2023-09-04 16:57 作者:行星档案馆  | 我要投稿

前言

我们最执着的疑问之一是:宇宙中存在其它生命吗?我们现在知道,天空中充满了行星,但它们是空洞、无菌的世界,还是只孕育着简单、原始生命的世界,或是很有可能存在着会思考、会说话、会制造机器的生物,让我们可以与之对话?科学正开始为回答这个问题提供工具。在本书中,我们将讨论我们所知道的从地球生命起源到我们自己所经历的步骤,通过这种方法,我们可以提出这样的问题:人类是否是银河系的一个怪胎,或者从地球表面的海洋凝结到它们被不断增加的太阳辐射蒸发的 100 亿年时间里,复杂、聪明和可能具有技术的生命是否极有可能在类似地球的行星上进化。

本书是我们对事实和观点的综合,也是我们对为什么我们认为复杂生命可能很常见的解释。在这里,我们阐述了我们是如何理解从生命起源到我们人类的进化路径,以及我们认为生命在宇宙的其他地方存在对生命意味着什么,以及为什么我们认为其他世界,也许是多个其他世界,可能会出现聪明的、会制造工具的生物。在通往生物复杂性的阶梯上,我们对某些步骤比对其他步骤更有信心。我们将在讨论时指出那些较弱的步骤,但总体而言,我们认为这个论点是令人信服的。

我们感谢弗朗西斯·韦斯特尔(Frances Westall)、查尔斯·科克尔(Charles Cockell)和一位匿名审稿人提出的建设性意见,感谢路易斯·欧文(Louis Irwin)经常进行的富有成效的讨论,这些讨论极大地改进了本书,感谢我们的编辑克里斯蒂安·卡隆(Christian Caron)在本书的写作过程中给予的指导。我们还要感谢我们的家人,特别是我们的妻子乔安娜·舒尔茨·马库赫和简·贝恩斯,在我们写这本书的时候,她们不得不忍受我们比平时更忙碌。

 德克·舒尔茨·马库赫(Dirk Schulze-Makuch)于德国·柏林

 威廉·贝恩斯(William Bains)于英国·罗伊斯顿·梅尔本


作者简介: 德克·舒尔茨·马库赫(Dirk Schulze-Makuch)(左),德国柏林工业大学天文学和天体物理学中心教授。“地球相似指数(ESI)”的提出者。他在宜居性和天体生物学的研究领域发表了近200篇论文和10本专著。威廉·贝恩斯(William Bains)是一位生物化学家和企业家。他曾创立四家生物技术公司,并在麻省理工学院从事基础研究,应用计算化学方法来寻找其他世界的生命。


简介

宇宙中除了人类之外还有智慧生命吗? 这是一个古老的问题。 我们仍然无法回答这个问题,但根据新的科学见解,我们可以推测答案可能是什么。 本书基于我们对地球生命的了解,以及它可以告诉我们复杂、活跃、使用工具的生命在其他地方进化的可能性有多大。
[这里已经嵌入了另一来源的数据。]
PR #207, opened 2016-04-15
Update the release documentation

DougBurke:
[This is a resubmit of #206 but against the master branch, now that the 4.8.1 release branch has been merged]

Re-order and re-word the installation instructions - in particular the test section - and adjust the version numbers given in the XSPEC installation section, as well as point out the known problems with the "build using CIAO binaries" approach.

Several other minor clean ups, including changing the alignment to better match an 80-column width, for those people reading directly rather than a rendered version.

Ideally the binary section would split out the "how to use a virtual environment" from the miniconda installation section (as it is relevant for both 1a and 1b) but I did not want to try that now.

PR #208, opened 2016-04-15
update Zenodo DOI

olaurino:
# Description

This PR adds a Zenodo DOI badge for 4.8.0 previous release. The DOI badge that was already present automatically points to the latest release. Probably because of caching issues the images look the same, but I checked that they point to different pages.

I am not really sure this is a good idea, so I didn't play too much with the formatting and location. Maybe instead of adding a badge we should list the DOIs in the CITATION file?

### DIFF
--- a/README.md
+++ b/README.md
@@ -1,17 +1,11 @@
 [![Build Status](https://travis-ci.org/sherpa/sherpa.svg?branch=master)](https://travis-ci.org/sherpa/sherpa)
 [![DOI](https://zenodo.org/badge/683/sherpa/sherpa.svg)](https://zenodo.org/badge/latestdoi/683/sherpa/sherpa)
 
-**Previous Releases DOIs**
-
-4.8.0: [![DOI](https://zenodo.org/badge/doi/10.5281/zenodo.45243.svg)](http://dx.doi.org/10.5281/zenodo.45243)
-
-
-
-
 <!-- TOC *generated with [DocToc](https://github.com/thlorenz/doctoc)* -->
 **Table of Contents**
 
 - [Sherpa](#sherpa)
+- [License](#license)
 - [How To Install Sherpa](#how-to-install-sherpa)
   - [Binary installation](#binary-installation)
     - [1a. Anaconda](#1a-anaconda)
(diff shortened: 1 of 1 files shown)


DougBurke:
Is Travis having a bad day? The build errors here and for #207 - e.g. 

  https://travis-ci.org/sherpa/sherpa/jobs/123376234 
  https://travis-ci.org/sherpa/sherpa/jobs/123369206

look more like system issues than with us (plus both these commits are doc-only changes).

olaurino:
There was a glitch in the `apt` support that even failed one of the builds of the master branch. I'll restart the builds.

DougBurke:
I was wondering about how the Zenodo links dealt with different release versions. I think this is fine for now, and we can tweak the layout if necessary at a later time (I would not want to do a larger change here as it is likely to make integration with #207 more work than it needs).

DougBurke:
Given we already have a History section, perhaps the new section could be made a subsection of that. Having looked at the page as it would be rendered on GitHub I think it's a bit distracting where it is now, but I don't have a really strong opinion about it.

DougBurke:
@olaurino just to note that I'm waiting for #207 to be accepted before giving the go-ahead for this.

DougBurke:
I've moved some of the information around: the previous DOI to the end of the file as part of the existing history section, and then moved out the license information hidden in the history section into its own section.

I like the idea of including the zenodo reference in the `CITATION` document, but I think it can wait for another PR:

 - I want to talk to ADS/AAS/library folks about how to cite Zenodo
 - it's not clear to me how to provide a "latest" link to Zenodo, which we'd need (since we don't know the Zenodo URI until after the release has happened, we can't add it to the `CITATION` document, unless there's a way to "reserve" the URI)

DougBurke:
The test failures are not to do with this patch: the messages look something like

```
Fetching package metadata: ....Error: HTTPError: 503 Server Error: Service Unavailable: Back-end server is at capacity for url: https://conda.anaconda.org/sherpa/noarch/repodata.json.bz2: https://conda.anaconda.org/sherpa/noarch/
```

I'll wait for a bit and then re-run them.

DougBurke:
I've restarted the checks (and continued doing so until they passed).

@olaurino if the edits I've made fine look good to you than can you label this pr:merge (or say it's okay and I can do so)?

olaurino:
Looks good to me. Thanks.

PR #209, opened 2016-04-20
Fix docstrings for group_snr() and group_adapt_snr().

jbudynk:
# Release Note

Docstrings used to say "Combine the data so that each bin has a signal-to-noise
ratio of at least `minimum`" but the end of the groups are marked only if the
SNR *exceeds* the given SNR.

### DIFF
--- a/sherpa/astro/data.py
+++ b/sherpa/astro/data.py
@@ -1,5 +1,5 @@
 #
-#  Copyright (C) 2008, 2015  Smithsonian Astrophysical Observatory
+#  Copyright (C) 2008, 2015, 2016 Smithsonian Astrophysical Observatory
 #
 #
 #  This program is free software; you can redistribute it and/or modify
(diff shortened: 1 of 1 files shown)


DougBurke:
@jbudynk sorry for taking so long to look at this. I think the parameter descriptions should be updated to make this clear: e.g. lines 1032 and 1147

jbudynk:
No problem. Nice catch! I'll update those as well.

jbudynk:
I've updated the `snr` parameter descriptions for the two grouping methods.

DougBurke:
Thanks for the update. One final change - which I forgot to check for - is to update the copyright date to include `, 2016` .

jbudynk:
Ah, right. Updated the copyright date. I amended the commit since it's a minor change (was 781c667).

DougBurke:
@jbudynk - thanks. Once travis gives the green light I'll label these as pr:merge, but I need to check the current status of our internal CIAO build with @olaurino before merging.

jbudynk:
Sounds good. Thanks for the review.

Issue #123, opened 2015-10-21
Files opened with the wrong mode (r, w, etc.) in sherpa regression test


jbudynk:
A warning message is shown if someone tries to open a read-only files. Running the sherpa regression tests with the data directory specified in a CIAO environment will give a warning:

```
% source /proj/xena/ciaod/Linux64/ciao_1021/bin/ciao.csh
CIAO configuration is complete... 
CIAO 4.8 Wednesday, October 21, 2015
  bindir      : /proj/xena/ciaod/Linux64/ciao_1021/bin
  CALDB       : 4.6.9
% python -c "import sherpa; sherpa.test(datadir='/data/regression_test/master/in/sherpa')"
Found 7/7 tests for sherpa.astro.tests.test_datastack
Found 1/1 tests for sherpa.astro.models.tests.test_models
...
................................./proj/xena/ciaod/Linux64/ciao_1021/lib/python2.7/site-packages/pycrates/io/dm_backend.py:140: UserWarning: File '/data/regression_test/master/in/sherpa/aref_Cedge.fits' does not have write permission.  Changing to read-only mode.
  warnings.warn("File '" + fname + "' does not have write permission.  Changing to read-only mode.")
/proj/xena/ciaod/Linux64/ciao_1021/lib/python2.7/site-packages/pycrates/io/dm_backend.py:140: UserWarning: File '/data/regression_test/master/in/sherpa/aref_sample.fits' does not have write permission.  Changing to read-only mode.
  warnings.warn("File '" + fname + "' does not have write permission.  Changing to read-only mode.").....
```

The files the test is trying to read in do not need to be edited, so this read-only mode shouldn't affect the results of the regression tests. I have write permissions to the files in `/data/regression_test/master/in/sherpa` and can confirm that files haven't been modified after running the tests.

The test in which these warnings pops up is in `sherpa/astro/sim/tests/test_astro_sim.py`. Specifically, the test calls `pragbayes.py:ARFSIMFacory.read()` method, which uses the `read_table_blocks()` method of the io backend. This function does not accept a mode string, neither in the pycrates nor in the pyfits implementations.

This was an issue that was brought up last year, but was never fixed. @olaurino had done some investigations into this issue last year, which is summarized here.

[...]

PR #210, opened 2016-04-29
New smoke test

olaurino:
# Description
This PR introduces some changes to the way tests work, especially in CIAO. Not much changes for Standalone Sherpa, except that we are officially bringing in `py.test` and `mock` as dependencies for the tests, so we can start using features from these packages.

This PR introduces a new smoke test as a single unittest `TestSuite`, with a convenience high level function in the main namespace. I included some simple tests, but we can beef it up at will, knowing that this is now simply a smoke test. It might be worth adding ds9 tests with the same enforcement mechanism I added for xspec and pycrates/astropy.

The new function `smoke` replaces the old `test` and provides some convenient flags to improve the smoke test effectiveness. In particular, one can request a specific fits backend to be present as well as xspec. Failure to load these modules results in a failure of the smoke test.

A new `sherpa_smoke` console script will be available to both standalone and CIAO users (as we now have `setuptools` in CIAO) as an entry point to the `smoke` function, with options available to make the tests require xspec and/or a specific fits backend. Note that the smoke test will run and skip some tests if xspec and fits backends are not available.

The console script and `smoke` function also accept an option to always make the smoke test fail, which can be used to test the new setup, making sure that when the smoke test fails the appropriate responses are given to the user.

I also removed the `SherpaTest` class and all references to it, as well as the main methods in the tests file, which would make no sense at this point.

Finally, the PR changes the travis builds. So far we had a special build to run the "smoke test", which was really just a subset of unit and regression tests that did not require any test data. I removed the special smoke test build, and I added smoke test runs to the most complex (xspec enabled) and the most basic (no xspec, no matplotlib, no astropy, no setuptools) build.

As we are going to include setuptools in CIAO as well, we can probably get rid of the "nosetuptools" build.

# Testing
The smoke test has its own unit tests which make sure it properly outputs error messages and tries to exit with an error status if backends are not available (even in builds that have the backends or xspec), and that it runs successfully when they are indeed present.

The test classes in the smoke test suite (so far only one class) are also run as part of the unit and regression tests. Test cases requiring backends are skipped accordingly.


DougBurke:
Does the readme need updating to describe the new test suite?

DougBurke:
It wasn't clear to me whether this replaces `sherpa_test` in the standalone build or do we now have both?

olaurino:
> Does the readme need updating to describe the new test suite?

Possibly.

> It wasn't clear to me whether this replaces sherpa_test in the standalone build or do we now have both?

We have both. `sherpa_test` is a means to run all the tests, if you have the test data package/submodule, or the unit tests if you don't. So far, the latter has been analogous to the CIAO "smoke test": now `smoke_test` has that function.

What we want to advertise is up to us: we still need to have both because it's a good thing you can run the whole tests suite with the source and binary distributions, but it's also good that users can run a proper smoke test rather than more extensive tests.

The change originated from the need we had internally to run the Sherpa/CIAO regression tests in a more sustainable way, but also we didn't want the smoke test to require `py.test`.

sherpa/conftest.py
```diff
@@ -0,0 +1,18 @@
...
+#
+#  This program is distributed in the hope that it will be useful,
+#  but WITHOUT ANY WARRANTY; without even the implied warranty of
+#  MERCHANTABILITY or FITNESS FOR A PARTICULAR PURPOSE.  See the
+#  GNU General Public License for more details.
+#
+#  You should have received a copy of the GNU General Public License along
+#  with this program; if not, write to the Free Software Foundation, Inc.,
+#  51 Franklin Street, Fifth Floor, Boston, MA 02110-1301 USA.
+#
```
DougBurke: Why is this file needed?

sherpa/astro/utils/smoke.py
```diff
@@ -0,0 +1,124 @@
...
+
+    test_suite = SmokeTestSuite(require_failure=require_failure)
+    runner = unittest.TextTestRunner(verbosity=verbosity)
+    result = runner.run(test_suite)
+    if result is None or result.failures or result.errors or result.unexpectedSuccesses:
+        sys.exit("Test failures were detected")
+
+
+class SmokeTest(unittest.TestCase):
+    def setUp(self):
```
DougBurke: Somewhere I think we need to specify what we mean by a "smoke test of Sherpa" - i.e. what level of functionality is being tested. I don't know if it's here, the `smoke` module, or just in the documentation (but I think it would be good to have something in the code, close to where the tests are, so that future readers understand the scope).

sherpa/conftest.py
olaurino: It was a placeholder for a prototype that I had to migrate sooner or later. We decided to do it sooner, so there is a new commit with actual code in it.

The file contains project-specific pytest plugins, e.g., as shown below, fixtures that run automatically before and after any test case is run.

DougBurke:
@olaurino - the failure for the @c069c90 build is https://travis-ci.org/sherpa/sherpa/jobs/129431585 which you fixed. However, why did only one of the test runs fail here (i.e. it looks like the test is deterministic, so I would expect to get the warning in each build/test, so shouldn't the new checks cause each test run to fail)? Is it because the "check for warnings and errors" is only done in a subset of the tests, or something else?

olaurino:
That is the only build with numpy=1.9, isn't it? I assumed it was a warning that was gone in more recent versions of numpy. Note that I did not check whether the warnings made sense or whether they could be fixed (unless they were trivial, like the Exception.message ones). That is why I sent the email to sherpadev: if we want to check those warnings and address them, let's do it (by removing them from the white list and make sure the tests pass), but that was not in the scope of my changes: at this round, all current warnings are "expected" warnings.

DougBurke:
Ahhh, that is a reasonable sounding explanation!

DougBurke:
I just tried

    % python setup.py develop
    % sherpa_smoke
    ----------------------------------------------------------------------
    Ran 4 tests in 0.385s

    OK (skipped=2)

So far so good. I then tried `sherpa_test` and it failed as `mock` is not installed (output below). Should it not have been picked up automatically, or do I have to remember to manually install `mock` (or do a `pip install -r blahblah`) step now?

```
% sherpa_test
Collecting pytest
  Downloading pytest-2.9.1-py2.py3-none-any.whl (161kB)
    100% |████████████████████████████████| 163kB 2.3MB/s 
Collecting py>=1.4.29 (from pytest)
  Downloading py-1.4.31-py2.py3-none-any.whl (81kB)
    100% |████████████████████████████████| 92kB 6.4MB/s 
Installing collected packages: py, pytest
Successfully installed py-1.4.31 pytest-2.9.1
You are using pip version 8.1.1, however version 8.1.2 is available.
You should consider upgrading via the 'pip install --upgrade pip' command.
platform linux2 -- Python 2.7.11, pytest-2.9.1, py-1.4.31, pluggy-0.3.1 -- /home/djburke/miniconda2/envs/sherpa-smoke/bin/python
cachedir: .cache
rootdir: /home/djburke/sherpa/sherpa-smoke, inifile: pytest.ini
collected 323 items / 1 errors 

sherpa/astro/datastack/tests/test_datastack.py::test_design::test_case_1 PASSED
sherpa/astro/datastack/tests/test_datastack.py::test_global::test_case_2 PASSED
...
... a lot of successful and skipped tests happen now
...
SKIP [1] sherpa/ui/tests/test_ui.py:183: required test data missing
SKIP [1] sherpa/astro/tests/test_astro.py:271: required test data missing

==================================== ERRORS ====================================
___________ ERROR collecting sherpa/astro/utils/tests/test_smoke.py ____________
sherpa/astro/utils/tests/test_smoke.py:22: in <module>
    import mock
E   ImportError: No module named mock
============== 214 passed, 109 skipped, 1 error in 35.46 seconds ===============
```

DougBurke:
To be picky: it looks like some of the test files - e.g. `sherpa/sherpa/astro/ui/tests/test_nan.py` and ` sherpa/sherpa/astro/ui/tests/test_astro_ui.py` although this is not an exhaustive check - will need their copyright date updating to include `2016`. I'd do it myself, but I think it's likely to lead to more problems than it solves :-)

sherpa/conftest.py
```diff
@@ -0,0 +1,84 @@
...
+
+
+# Whilelist of known warnings. One can associate different warning messages to the same warning class
+known_warnings = {
+    DeprecationWarning:
+        ["unorderable dtypes; returning scalar but in the future this will be an error",
+         "Non-string object detected for the array ordering. Please pass in 'C', 'F', 'A', or 'K' instead",
+         "using a non-integer number instead of an integer will result in an error in the future", ],
+    UserWarning:
+        ["does not have write permission.  Changing to read-only mode.", ],
```
DougBurke: As I mentioned in https://github.com/sherpa/sherpa/issues/123#issuecomment-170118512 I strongly believe we should change the code to explicitly set "mode=read-only" rather than "read-write", so we can hopefully remove this warning from the set.

olaurino:
mock is installed automatically if you run python setup.py test.

However, sherpa_test is supposed to run even when you don't have setup.py in the first place, so I'll add mock to the list of dependencies checked and installed by sherpa_test.

I don't expect these dependencies to change for a long time, so It does not make sense to do something cleaner so avoid having to repeat the test dependencies. However, I am keeping it simple and I won't bother to make the code compliant with python 3 just yet. I'll worry about that later.

Thanks for testing this out!

DougBurke:
@ad935b9 seems to have done the trick for me. ta.

DougBurke:
@olaurino can you re-run the tests for the last check in; the failures are from `apt-get` being unable to access something on the net, and so are unlikely to be related to your change. I can never remember how to re-run a test (maybe I can't in this case as it's not my PR?)

olaurino:
What scares me is that this time I did not get a notification... Travis had several incidents investigations going on in the past few days, probably they had to throw away a number of notifications.

olaurino:
@DougBurke assuming you are logged in, if you open up a specific failing run, there should be a "refresh" icon in the top right corner of the UI, which can be used for rerunning the build. It would be useful to know if you can refresh of the PRs or just yours. I don't think there are enough permission differences between our accounts for preventing yours from restarting builds, but you never know.

DougBurke:
Ahhh, I see the refresh icon. I think I was looking for text rather than an image earlier today. Ta.

olaurino:
This PR has been tested on CIAOD for about a week, and things seem to be stable on the CIAO side.

@DougBurke do you have any objections that we merge this?

DougBurke:
@olaurino - I was hoping for some documentation updates:

  - to the readme to say what users should (or shouldn't) do (it can come in after #207 and #208 are merged, to avoid conflict, but it would be good to have it on record as changes are coming)

  - somewhere in the code to say what we mean by a smoke test - i.e. what level of functionality should be tested - so that anyone adding new code or a module knows whether they need to add something to the smoke-test functionality or not.

It also wasn't clear to me from the code when or how to use the "specify your own data directory" functionality you added in near the end. Is that something to be documented in the README.md?

olaurino:
@DougBurke those are fair concerns. Can I include what you just wrote in a new issue? The trick is that we need to coordinate these changes with CIAO's CM, and there is a code freeze coming up, so unless you have strong objections I would try and get this merged for CM to pick up in tonight's build.

DougBurke:
Also, don't we need a "release notes" section in the PR (or something similar)? I think the existing text contains enough information, but not really in the right form.

[I started this before seeing your comment about trying to get this change in asap; I don't know how you pick up the relelease notes from the PRs so you can better answer how the lack of any notes is going to impact the next release]

DougBurke:
Overall: I would prefer a bit more documentation (both in the code and in other places) to really understand what is going on here, but I am happy for the existing code to go in, with the understanding that we do get improved documentation on this functionality in the near future.

I am unclear on how you build the release notes for a release from the PR documentation, so I'll assume that what we have is okay there.

olaurino:
The release notes depend on what we want to advertise up front to users, in particular standalone users.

与许多关于宇宙生命的书籍不同,我们不太关心细菌或藻类,只是它们照亮了我们的道路。 我们高兴地承认这是一种高度以人类为中心的方法,但我们有意这样做,因为我们对复杂、智能有机体的进化感兴趣。 我们仰望夜空,看不到外星人,所以我们和恩里科·费米一起问:“如果生命如此普遍,那么它们在哪里?”这是一个悖论。 人们普遍认为生命会在任何合适的星球上出现(尽管我们将在第二部分对此提出质疑)。 然而,我们在天空中没有看到智能、无线电传输、制造宇宙飞船的生命的例子。 因此,在行星的存在和技术文明的出现之间必定存在罗宾汉森所说的“大过滤器”。 原则上,这个过滤器可以是大约过去 40 亿年来导致现代人类的众多步骤中的任何一个。 那么,哪些主要步骤或转变很有可能发生,哪些不太可能发生? 这对生命的可能频率,特别是复杂和技术先进的生命有什么影响?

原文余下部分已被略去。